A coalition of Colorado environmental groups has filed a petition with the Air Quality Control Commission demanding they finish rules for cleaner trucks by the end of this year, saying they are harming Colorado residents through a series of delays in cutting greenhouse gas emissions and ozone.
The AQCC should order staff at the Air Pollution Control Division to complete rules in 2022 requiring dealers sell a certain percentage of cleaner trucks as originally scheduled, otherwise a delay to 2023 will put off sales of cleaner models until at least 2027, according to the group, which includes the Sierra Club, Colorado GreenLatinos, Western Resource Advocates, Boulder County and NAACP Denver.
“Black, Brown and Indigenous families and neighborhoods in Colorado suffer disproportionately from the negative health effects of dirty trucks driving and idling near homes and businesses. Cleaning up truck pollution is good environmental policy, good social justice policy and good economic policy,” said Wendy Howell of the Colorado Working Families Party, part of the coalition. “Delay is simply unacceptable.”
Work on the so-called Advanced Clean Trucks Strategy will begin this year, stait officials said.
“Our highest priority with this and every rulemaking is making sure we get it right. Our position as laid out in our Clean Trucking Strategy remains the same — beginning a rulemaking process for Advanced Clean Trucks in late 2022,” the Colorado Department of Public Health and Environment, which oversees the Air Pollution Control Division, said in a statement.
“Contrary to claims from the petitioners, the Polis Administration has moved quickly and aggressively to advance a bold climate change agenda,” the CDPHE statement said.
The petitioners cite newly established federal and state laws requiring that environmental justice provisions for highly impacted communities be included in new pollution restrictions and industrial permitting. They say a series of delays by the state in finishing rules on cleaner commuting for large employers, and requiring emissions cuts by heavy industry, are also an affront to those environmental-justice provisions.
The petition also offers detailed arguments on why truck and other industrial pollution hits high-minority, low-income neighborhoods like North Denver disproportionately compared with the rest of the state. Truck-heavy interstates 70, 76 and 270 carve up North Denver and southern Adams County, and living near major roads “increases the risk of asthma and reduced lung function, the onset of childhood asthma, and cardiovascular death,” the petition said.
“Trucks contribute 30% of (nitrogen oxide) emissions and 40% of (particulate matter) emissions in Colorado, despite comprising less than 10% of on-road vehicles,” it adds. Elyria Swansea in North Denver “is the most polluted neighborhood in the country,” in studies by ZIP code, the petitioners said. Those neighborhoods are also impacted by heavy pollution industry, including the Suncor Energy refinery and Xcel’s Cherokee power station.
“North Denver residents suffer some of the highest rates of cardiovascular disease, diabetes and asthma in the metro area,” while having less access to health care, the petition said.
The environmental justice coalition has recent success to draw on. In December, a similar group forced the state Water Quality Control Commission to reconsider stronger protections for urban streams after the commission had earlier declined to consider tougher rules.
State officials say that they have completed rulemaking and major pollution-cutting policy changes in areas like emissions from oil and gas activity, a push for electric vehicles to replace gas and diesel, closing coal-fired power plants and putting greenhouse gas reduction requirements in a major transportation funding bill.
Still, the effort to strengthen an environmental justice overlay for states’ pollution policy is taking shape. Late Friday, the U.S. Environmental Protection Agency sent state health officials a letter notifying them that local environmental justice efforts are now under review of the federal agency’s civil rights office.

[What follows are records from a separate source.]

PR #1292, opened 2022-05-25
EVG-15798: Remove <PageTitle hasData />

SupaJoon:
[EVG-15798](https://jira.mongodb.org/browse/EVG-15798)

### Description 
Originally we were hiding the action buttons on the task page when the task status was null. These code changes make sure that we always show the action buttons by removing `<PageTitle hasData />`

### DIFF
--- a/src/components/TaskStatusBadge/index.tsx
+++ b/src/components/TaskStatusBadge/index.tsx
@@ -31,6 +31,10 @@ interface TaskStatusBadgeProps {
   status: string;
 }
 const TaskStatusBadge: React.VFC<TaskStatusBadgeProps> = ({ status }) => {
+  if (!status) {
+    return <></>;
+  }
+
   let displayStatus = getStatusBadgeCopy(status);
 
   if (taskStatusToCopy[status] === undefined) {
--- a/src/pages/Task.tsx
+++ b/src/pages/Task.tsx
@@ -56,14 +56,13 @@ export const Task = () => {
     displayName,
     patchNumber,
     priority,
-    status,
     annotation,
     latestExecution,
     versionMetadata,
     displayTask,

The EPA letter notes Colorado lawmakers passage of House Bill 1266 last year, the Environmental Justice Act, which mandates additional pollution cuts such as 20% for the industrial sector and creates a justice ombudsman position. The letter says the EPA General Counsel’s External Civil Rights Compliance Office has the responsibility to “conduct periodic compliance reviews of recipients of EPA financial assistance in accordance with the EPA’s nondiscrimination regulation.”
The civil rights office will be “conducting a compliance review of CDPHE as part of ECRCO’s national responsibilities. ECRCO is interested in working with CDPHE to ensure that CDPHE’s methods of administering its air program, including impacts of the air program in North Denver, comport with civil rights legal requirements,” the letter said.
State officials responded in a statement about the letter, “We understand EPA is looking at . . . compliance across the country, and we believe Colorado, like all states, will benefit from this exercise.”
CDPHE noted the letter calls Colorado a leader on environmental justice issues, “and we look forward to working cooperatively with EPA in this review and developing a national model for ensuring compliance with civil rights laws.”